> _Brief_
From the data below, copy exactly the lines that lie between the one holding "This PR does exactly that." and the one holding "1; distances.size() <", including both, and nothing more.
· · ·
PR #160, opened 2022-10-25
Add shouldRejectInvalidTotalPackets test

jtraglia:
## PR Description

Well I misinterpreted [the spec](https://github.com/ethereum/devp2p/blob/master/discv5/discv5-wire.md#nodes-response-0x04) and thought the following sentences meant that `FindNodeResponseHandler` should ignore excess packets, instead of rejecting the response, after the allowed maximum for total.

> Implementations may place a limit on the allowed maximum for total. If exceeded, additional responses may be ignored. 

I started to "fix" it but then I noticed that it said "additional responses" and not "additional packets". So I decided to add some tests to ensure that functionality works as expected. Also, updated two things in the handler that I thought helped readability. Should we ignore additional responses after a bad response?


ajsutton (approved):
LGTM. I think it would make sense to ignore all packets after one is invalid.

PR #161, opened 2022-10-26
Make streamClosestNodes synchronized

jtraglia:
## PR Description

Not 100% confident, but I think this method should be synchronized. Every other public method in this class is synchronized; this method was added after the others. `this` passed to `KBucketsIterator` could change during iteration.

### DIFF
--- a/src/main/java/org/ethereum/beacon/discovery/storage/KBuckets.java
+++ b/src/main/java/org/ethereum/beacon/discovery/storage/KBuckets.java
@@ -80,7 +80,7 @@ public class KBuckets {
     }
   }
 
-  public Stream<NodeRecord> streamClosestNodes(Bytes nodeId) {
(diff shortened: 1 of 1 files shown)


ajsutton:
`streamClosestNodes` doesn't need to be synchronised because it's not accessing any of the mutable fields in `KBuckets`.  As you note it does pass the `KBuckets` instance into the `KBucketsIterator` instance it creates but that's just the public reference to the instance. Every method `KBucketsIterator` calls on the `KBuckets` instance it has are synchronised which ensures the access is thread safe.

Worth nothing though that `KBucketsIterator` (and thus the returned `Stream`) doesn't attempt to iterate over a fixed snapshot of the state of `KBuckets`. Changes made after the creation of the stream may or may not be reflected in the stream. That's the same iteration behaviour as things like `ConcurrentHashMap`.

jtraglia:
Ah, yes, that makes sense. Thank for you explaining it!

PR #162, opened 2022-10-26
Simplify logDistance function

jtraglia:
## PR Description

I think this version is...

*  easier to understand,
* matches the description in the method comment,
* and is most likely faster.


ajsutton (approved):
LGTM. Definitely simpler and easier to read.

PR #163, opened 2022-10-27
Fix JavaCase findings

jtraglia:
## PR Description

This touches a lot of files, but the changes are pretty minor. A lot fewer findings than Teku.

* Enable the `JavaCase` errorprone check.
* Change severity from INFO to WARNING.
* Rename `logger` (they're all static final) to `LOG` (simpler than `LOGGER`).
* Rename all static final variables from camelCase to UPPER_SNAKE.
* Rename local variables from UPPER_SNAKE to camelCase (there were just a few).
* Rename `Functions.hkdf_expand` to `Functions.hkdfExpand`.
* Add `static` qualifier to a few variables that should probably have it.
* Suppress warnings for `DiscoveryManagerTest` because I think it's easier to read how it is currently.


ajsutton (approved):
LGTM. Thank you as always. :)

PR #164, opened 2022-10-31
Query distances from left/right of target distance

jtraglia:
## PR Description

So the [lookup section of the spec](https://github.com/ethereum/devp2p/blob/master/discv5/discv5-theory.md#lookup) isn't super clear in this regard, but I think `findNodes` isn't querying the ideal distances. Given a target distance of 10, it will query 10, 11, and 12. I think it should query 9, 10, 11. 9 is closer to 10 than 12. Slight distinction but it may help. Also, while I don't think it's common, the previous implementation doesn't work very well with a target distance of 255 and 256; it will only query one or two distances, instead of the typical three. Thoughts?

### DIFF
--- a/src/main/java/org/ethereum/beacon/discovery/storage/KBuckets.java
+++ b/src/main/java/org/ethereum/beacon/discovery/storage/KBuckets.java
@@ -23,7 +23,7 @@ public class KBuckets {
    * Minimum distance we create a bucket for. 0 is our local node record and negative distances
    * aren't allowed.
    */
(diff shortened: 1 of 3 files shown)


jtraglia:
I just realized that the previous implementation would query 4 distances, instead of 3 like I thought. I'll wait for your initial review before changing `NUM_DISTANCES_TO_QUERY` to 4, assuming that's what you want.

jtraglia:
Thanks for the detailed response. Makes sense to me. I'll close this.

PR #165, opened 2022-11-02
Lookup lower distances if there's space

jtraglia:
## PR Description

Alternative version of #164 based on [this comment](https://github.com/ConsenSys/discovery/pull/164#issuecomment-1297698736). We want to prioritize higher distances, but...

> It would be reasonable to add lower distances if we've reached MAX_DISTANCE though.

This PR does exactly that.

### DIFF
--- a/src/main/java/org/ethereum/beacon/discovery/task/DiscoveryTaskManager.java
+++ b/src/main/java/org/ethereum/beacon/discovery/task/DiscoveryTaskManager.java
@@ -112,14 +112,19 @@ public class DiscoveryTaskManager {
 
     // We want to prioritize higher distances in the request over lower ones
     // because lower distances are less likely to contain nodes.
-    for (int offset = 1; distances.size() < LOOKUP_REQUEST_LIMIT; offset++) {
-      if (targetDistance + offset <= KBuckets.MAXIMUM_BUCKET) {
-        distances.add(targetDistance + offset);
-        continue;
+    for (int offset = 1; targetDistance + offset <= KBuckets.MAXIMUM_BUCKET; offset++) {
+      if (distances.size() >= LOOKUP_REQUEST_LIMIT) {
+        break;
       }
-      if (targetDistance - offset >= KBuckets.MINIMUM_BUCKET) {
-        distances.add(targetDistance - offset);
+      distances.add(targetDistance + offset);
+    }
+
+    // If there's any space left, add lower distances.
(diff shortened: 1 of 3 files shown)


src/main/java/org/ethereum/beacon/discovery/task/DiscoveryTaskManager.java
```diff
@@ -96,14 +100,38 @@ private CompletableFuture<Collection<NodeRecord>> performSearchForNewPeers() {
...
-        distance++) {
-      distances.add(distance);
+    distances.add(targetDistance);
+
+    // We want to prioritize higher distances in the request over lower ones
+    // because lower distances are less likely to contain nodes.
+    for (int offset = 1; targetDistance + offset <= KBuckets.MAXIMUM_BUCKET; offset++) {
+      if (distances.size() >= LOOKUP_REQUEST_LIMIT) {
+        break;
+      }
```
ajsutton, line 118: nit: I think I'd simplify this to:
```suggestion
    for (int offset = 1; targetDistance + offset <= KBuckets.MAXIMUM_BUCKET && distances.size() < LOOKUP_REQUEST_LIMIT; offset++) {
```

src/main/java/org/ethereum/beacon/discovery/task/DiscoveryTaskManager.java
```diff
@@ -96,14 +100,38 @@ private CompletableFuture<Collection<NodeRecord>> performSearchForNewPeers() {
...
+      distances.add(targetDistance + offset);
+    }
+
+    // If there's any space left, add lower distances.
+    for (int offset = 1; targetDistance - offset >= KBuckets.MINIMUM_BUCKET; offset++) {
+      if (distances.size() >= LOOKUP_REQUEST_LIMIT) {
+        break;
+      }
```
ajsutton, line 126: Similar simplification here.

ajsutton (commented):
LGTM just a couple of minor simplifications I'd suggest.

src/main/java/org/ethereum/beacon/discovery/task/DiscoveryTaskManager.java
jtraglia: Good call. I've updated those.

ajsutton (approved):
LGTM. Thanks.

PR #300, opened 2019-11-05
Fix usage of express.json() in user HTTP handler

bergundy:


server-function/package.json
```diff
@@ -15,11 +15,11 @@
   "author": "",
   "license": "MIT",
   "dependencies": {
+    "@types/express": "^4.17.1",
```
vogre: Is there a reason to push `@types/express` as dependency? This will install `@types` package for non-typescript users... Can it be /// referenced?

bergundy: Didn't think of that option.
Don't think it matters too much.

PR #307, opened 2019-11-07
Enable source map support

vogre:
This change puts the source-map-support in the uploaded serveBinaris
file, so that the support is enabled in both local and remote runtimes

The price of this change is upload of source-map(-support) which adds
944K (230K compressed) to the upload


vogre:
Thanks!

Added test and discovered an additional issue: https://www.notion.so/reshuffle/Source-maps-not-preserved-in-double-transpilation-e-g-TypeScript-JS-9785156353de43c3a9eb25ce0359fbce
· · ·
> _Written response_
This PR does exactly that.

### DIFF
--- a/src/main/java/org/ethereum/beacon/discovery/task/DiscoveryTaskManager.java
+++ b/src/main/java/org/ethereum/beacon/discovery/task/DiscoveryTaskManager.java
@@ -112,14 +112,19 @@ public class DiscoveryTaskManager {
 
     // We want to prioritize higher distances in the request over lower ones
     // because lower distances are less likely to contain nodes.
-    for (int offset = 1; distances.size() < LOOKUP_REQUEST_LIMIT; offset++) {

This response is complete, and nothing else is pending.